**EXERCISE:** Output, without any change, the listing below from its opening line up to and including the line with "### Additional Context".

Start of THE INPUT

PR #5369, opened 2026-08-13
fix(theme): fix nav screen and divider appearance

bluwy:
### Description

So I ended up implemented no2 of https://github.com/vuejs/vitepress/issues/4972#issuecomment-5276394598 by adjusting the `top` and using `padding-top` to offset it back. no3 feels too jarring to me, you can try no3 out by checking out the first commit though.

I fixed the divider issue by using the divider element always instead of the border-bottom.

### Linked Issues

fix https://github.com/vuejs/vitepress/issues/4972
fix https://github.com/vuejs/vitepress/issues/5361

### Additional Context

Here's a video of me testing:

https://github.com/user-attachments/assets/ed7693c6-b1ed-4e53-ba76-bf24604ce5a8

If you're testing yourself, something I found difficult to handle is if the page is pinch-zoomed, the offset starts to become erratic. It happens previously too, but with this PR's `y` calculation, it's slightly more erratic. And sometimes to offset when zoomed seems wrong and covers over the divider (which it shouldn't).

Tried some tricks like `visualViewport.scale` but couldn't figure out one that works.

---

> [!TIP]
> The author can publish a _preview release_ by commenting `/publish` after creating the PR.

PR #5374, opened 2026-08-13
fix(theme): adjust z-index for VPNavBar and simplify VPNavScreen styles

brc-dd:
follow up on #5369

check if it doesn't cause any regressions while fixing the original issues + that zoom thing mentioned in that PR


bluwy (approved):
Looks a lot better 👍

brc-dd:
it could cause issues with global banners if the banners don't have z-index > 0, but it should be one line fix for users.

Issue #68, opened 2018-08-22
Dataset filelisting not updated when switching datasets


stephan271:
## Issue Name
FilelistingUpdate

### Summary
When switching between Datasets and entering the detail view showing the Data files the file listing is not updated, but the previous filelisting is shown

### Steps to Reproduce
See above

### Expected Behaviour
Datafile listing is always the correct one associated with the dataset

### Extra Details
A reload fixes the problem. The right data seems to be fetched in the background but just not being displayed

PR #71, opened 2018-08-23
Issue #68 fixed datablocks state management bug

lukegorman:
## Description

very small change to dataset reducers. Relevant action not referenced by reducer.

[x] Passing? (Merge will not be approved unless this is checked) 
[]  Docs updated?


stephan271:
Looks good to me, behaviour is now as I would I expect it

Issue #77, opened 2018-09-04
Error snackbar fails to clear after failed login


lukegorman:
Error snackbar fails to clear after failed login

Also the message seems to be empty.

lukegorman:
add timeout functionality?

garethcmurphy:
Fixed in PR #139

PR #139, opened 2018-11-19
Issue #77 force definition of duration param

lukegorman:
force definition of duration param

[x] Passing? (Merge will not be approved unless this is checked) 
[]  Docs updated?


lukegorman:
for some reason the default value for duration was being lost and was undefined when calling `snackBar.open ` in app.component.

PR #167, opened 2018-12-06
Dataset filters

JonasRosenqvist:
### Changes to dataset/filters

- Preventing form submit when pressing enter in the 'Text search'.
- For' Location', 'Group', 'Type' and 'Keywords' filters:
- - Show all suggestions when first selecting the (empty) field
- - When typing text, show only suggestions that match (contains) the typed text.
- - When pressing enter, automatically add the first (top) suggestion.
- - When adding a suggestion, clear the corresponding text field
- - After having added a suggestion, exclude this from future suggestions.

### DIFF
--- a/src/app/datasets/datasets-filter/datasets-filter.component.html
+++ b/src/app/datasets/datasets-filter/datasets-filter.component.html
@@ -22,10 +22,10 @@
           }} <mat-icon matChipRemove>cancel</mat-icon>
         </mat-chip>
       </mat-chip-list>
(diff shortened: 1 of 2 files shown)


hannes-petri-maxiv-lu-se:
Looking very good! Can I suggest:

1. Slightly more descriptive names for the subject, e.g. `locationInput$` instead of `locationInpuKeyUp$`
2. Factoring out the filter map? As far as I can see it's identical in all cases (except for variable names)

JonasRosenqvist:
I've broken out the duplicate code into a new function (createSuggestionObserver) and renamed the variables.

Issue #184, opened 2018-12-20
dont GET dataset attachments if items per page > 50


lukegorman:
## Issue Name
dont GET dataset attachments
### Summary

Users reporting problems when setting items per page = 1000.

need a more efficient method before we can roll this out unilaterally.

PR #185, opened 2018-12-20
Issue #184 dont get images if...

lukegorman:
## Description
as Issue #184 

[] Passing? (Merge will not be approved unless this is checked) 
[]  Docs updated?


lukegorman:
temporary change

Issue #208, opened 2019-01-15
Change detection problems in dataset details


lukegorman:
## Issue Name
Change detection
### Summary
On dataset click a number of components are loaded. Binding needs to be reviewed to ensure change detection is not throwing errors.

DatafilesComponent.html:2 

ERROR Error: ExpressionChangedAfterItHasBeenCheckedError: Expression has changed after it was checked. Previous value: 'ngPlural: 0'. Current value: 'ngPlural: 7272'.

PR #214, opened 2019-01-18
fixed console error about expression chaning after being checked

JonasRosenqvist:
Issue #208 
also fixed console error relating to jwt.


lukegorman:
lovely job

PR #223, opened 2019-01-23
new pipe for stripping non-numeric characters from a string

JonasRosenqvist:
So I solved it with a new pipe, that strips non-numeric characters from a string. I'm not sure if that's an overkill for such a simple task, but I trying to follow the general conventions, which appears to be using pipes for these types of transformations.

The name of the pipe might be a bit misleading as well; I was trying to with something short.


lukegorman:
probably would have just trimmed it but this is good too.

PR #225, opened 2019-01-29
defined the proposal id pipe to strip given prefix instead of all non…

JonasRosenqvist:
It turned out ESS were using non-numeric characters in their proposal id, so instead we just strip the prefix "proposal-" (if present).


lukegorman:
ERROR TypeError: Cannot read property 'replace' of undefined
    at StripProposalPrefixPipe.push../src/app/shared/pipes/stripProposalPrefix.pipe.ts.StripProposalPrefixPipe.transform (stripProposalPrefix.pipe.ts:10)
    at checkAndUpdatePureExpressionInline (core.js:22697)
    at checkAndUpdateNodeInline (core.js:23269)
    at checkAndUpdateNode (core.js:23227)
    at debugCheckAndUpdateNode (core.js:23861)
    at debugCheckRenderNodeFn (core.js:23847)
    at Object.eval [as updateRenderer] (DatasetTableComponent.html:242)
    at Object.debugUpdateRenderer [as updateRenderer] (core.js:23839)
    at checkAndUpdateView (core.js:23214)
    at callViewAction (core.js:23450)

lukegorman:
check for null?

JonasRosenqvist:
added!

Den tis 29 jan. 2019 kl 13:31 skrev Luke Gorman <notifications@github.com>:

Issue #217, opened 2019-01-23
Delete Attachments individually


stephan271:
## Issue Name
DeleteAttachmentsIndividually

### Steps to Reproduce
Add two attachments, then delete the first. 

### Current Behaviour
Both attachments are deleted

### Expected Behaviour
Only the first should be deleted

PR #269, opened 2019-02-28
Feature/allow users to add attachments

stephan271:
## Description
Allow users to add attachments

## Motivation
Currently only the ingestor could add datasets

## Fixes:
#217 

## Changes:

Uses the indirect API via the Dataset model rather than the direct model to DatasetAttachment. Therefore the direct access can now be "closed" for all users in catamel to avoid an open access to attachments


stephan271:
Could one of you have a look at the test failure messages > My tests here locally succeed

lukegorman:
im happy that this will build after merge

PR #398, opened 2019-07-16
Share data with other users

lukegorman:
## Description

add the other user to a group, which you add to the accessGroups list. Then catanie would need to make a call to update the dataset by adding this group to the dataset's accessGroups and another can to create the group and its members. When the other user re-login he would see the dataset. One would need to discuss were the groups can be managed. This could be either in an IM System like AD or we would create a new group model inside loopback, which would manage these kind of ad hoc groups (i.e re-vive the accessGroups model or somethng similar). I guess this needs some more discussions.

[] Included for each change/fix?
[] Passing? (Merge will not be approved unless this is checked) 
[] Docs updated?
[] Toggle added for new features?


lukegorman:
WIP: just created MR for convenience

lukegorman:
this MR was in error...

PR #591, opened 2020-01-07
add sorting to jobs, fix sorting direction (should be space separated)

lukegorman:
## Description
add sorting to jobs, fix sorting direction (should be space separated)

issue #590 

- [ x] Passing? (Merge will not be approved unless this is checked) 
- [ ] Docs updated?


stephan271:
It would be good to have the sorting option for all columns. My npm run test run results in 6 errors

Issue #593, opened 2020-01-09
datafiles table not showing records correctly


lukegorman:
### Summary

for some DSs the path column is not populated and for others, no records are shown even though the API call has clearly returned. 

Furthermore conditionals in datafiles.html are unreadable and need to be rationalized. There is no clear way to disable file download functionality.

PR #594, opened 2020-01-09
Hotfix/data files

lukegorman:
## Description

data files table now works without file download functionality
fixes issue #593


henrikjohansson712:
Looks good! Just change multipleDownloadEnabled back to true in environment.ts

PR #603, opened 2020-01-22
Added encodeURIComponent to logbook effects

### LINKED ISSUE #599: properly toggle logbook functionality
dataset detail throws errors because logbook fields are null.

this shouldnt happen when logbook is toggled off

henrikjohansson712:
## Description

Wrapped proposalId in encodeURIComponent for logbook fetches.

## Motivation

See issue #599 

## Fixes:

* Fixes #599 

## Changes:

* Wrapped proposalId in encodeURIComponent for logbook fetches.

- [ ] Docs updated?

### DIFF
--- a/src/app/state-management/effects/logbooks.effects.ts
+++ b/src/app/state-management/effects/logbooks.effects.ts
@@ -35,13 +35,15 @@ export class LogbookEffects {
       ofType(fromActions.fetchLogbookAction),
       withLatestFrom(this.filters$),
       mergeMap(([{ name }, filters]) =>
-        this.logbookApi.filter(name, rison.encode_object(filters)).pipe(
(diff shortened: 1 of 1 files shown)


lukegorman:
Question: could we use rison to encode the name as well?

henrikjohansson712:
The logbook name is the proposal id of the connected proposal. We're using encodeURIComponent for that everywhere else, so I can't really see the reason for using a different approach here.

lukegorman:
> The logbook name is the proposal id of the connected proposal. We're using encodeURIComponent for that everywhere else, so I can't really see the reason for using a different approach here.

because in the same line we are using rison
filter(encodeURIComponent(name), rison.encode_object(filters))

PR #65, opened 2024-08-12
chore: Fix nightly canary release

marikaner:
This should fix the nightly canary release.
@jjtang1985 should we add the check, whether anything was changed since the last release now or later?

### DIFF
--- a/.github/workflows/publish-canary.yml
+++ b/.github/workflows/publish-canary.yml
@@ -47,6 +47,6 @@ jobs:
           pnpm changeset pre enter ${date}
           pnpm changeset version
           pnpm changeset pre exit
-          pnpm changeset publish --tag ${{ inputs.tag }}
+          pnpm changeset publish --tag ${{ github.event_name == 'schedule' && 'canary' || inputs.tag }}
         env:
           NODE_AUTH_TOKEN: ${{ secrets.NPMJS_ACCESS_TOKEN }}


jjtang1985:
> should we add the check, whether anything was changed since the last release now or later?

@marikaner 
What would be the definition of the change?
I assume it's not only about our source code, but also dependency updates?
I would only skip, if none of the following is updated:
- source code
- dependency updates

marikaner:
> > should we add the check, whether anything was changed since the last release now or later?
> 
> @marikaner What would be the definition of the change? I assume it's not only about our source code, but also dependency updates? I would only skip, if none of the following is updated:
> 
> * source code
> * dependency updates



> > should we add the check, whether anything was changed since the last release now or later?
> 
> @marikaner What would be the definition of the change? I assume it's not only about our source code, but also dependency updates? I would only skip, if none of the following is updated:
> 
> * source code
> * dependency updates
> 
> If it's not straight forward, we can postpone the "skip" mechanism.

Generally, I agree, but this is more difficult to achieve, because you have to check what was changed and not only if there were commits (which is how we do it in the SAP Cloud SDK).
I was rather wondering if you think this has priority as of this week or whether it should be done after GA or whenever there is time.

jjtang1985:
Let's just postpone the "skip" thing for now, @marikaner

jjtang1985 (approved):
LGTM

.github/workflows/publish-canary.yml
```diff
@@ -47,6 +47,6 @@ jobs:
           pnpm changeset pre enter ${date}
           pnpm changeset version
           pnpm changeset pre exit
-          pnpm changeset publish --tag ${{ inputs.tag }}
+          pnpm changeset publish --tag ${{ github.event_name == 'schedule' && 'canary' || inputs.tag }}
```
tomfrenken, line 50: How about
```
pnpm changeset publish --tag ${{ github.event_name == 'schedule' ? 'canary' : inputs.tag }}
```

tomfrenken: Because I'm not sure if the conditional logic you applied works properly in github actions

tomfrenken: I guess my suggestion comes a little late 😬

marikaner: To my understanding the way I did it will work in GH workflows but the operators you suggested don't exist in GH workflows.

marikaner: => https://docs.github.com/en/actions/writing-workflows/choosing-what-your-workflow-does/expressions#example

tomfrenken: Hmm good point, I guess you followed the[ example for their ternary equivalent](https://docs.github.com/en/actions/writing-workflows/choosing-what-your-workflow-does/expressions#example), makes sense.

PR #68, opened 2024-08-13
chore: Refactor client test structure and generation script

tomfrenken:
While re-generating our clients, we noticed that deprecated files are not automatically removed, existing ones are only overwritten.
As we want to get rid of any manual steps during and after generation, we need to clear the output directory in the future.

With this PR, we switch from overwriting to clearing the output directory.
To keep our tests, they are moved to a separate testing directory.


KavithaSiva (commented):
Lgtm, please also consider cleaning up the imports like @deekshas8 suggested.

KavithaSiva (approved):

End of THE INPUT

**ANSWER:**
PR #5369, opened 2026-08-13
fix(theme): fix nav screen and divider appearance

bluwy:
### Description

So I ended up implemented no2 of https://github.com/vuejs/vitepress/issues/4972#issuecomment-5276394598 by adjusting the `top` and using `padding-top` to offset it back. no3 feels too jarring to me, you can try no3 out by checking out the first commit though.

I fixed the divider issue by using the divider element always instead of the border-bottom.

### Linked Issues

fix https://github.com/vuejs/vitepress/issues/4972
fix https://github.com/vuejs/vitepress/issues/5361

### Additional Context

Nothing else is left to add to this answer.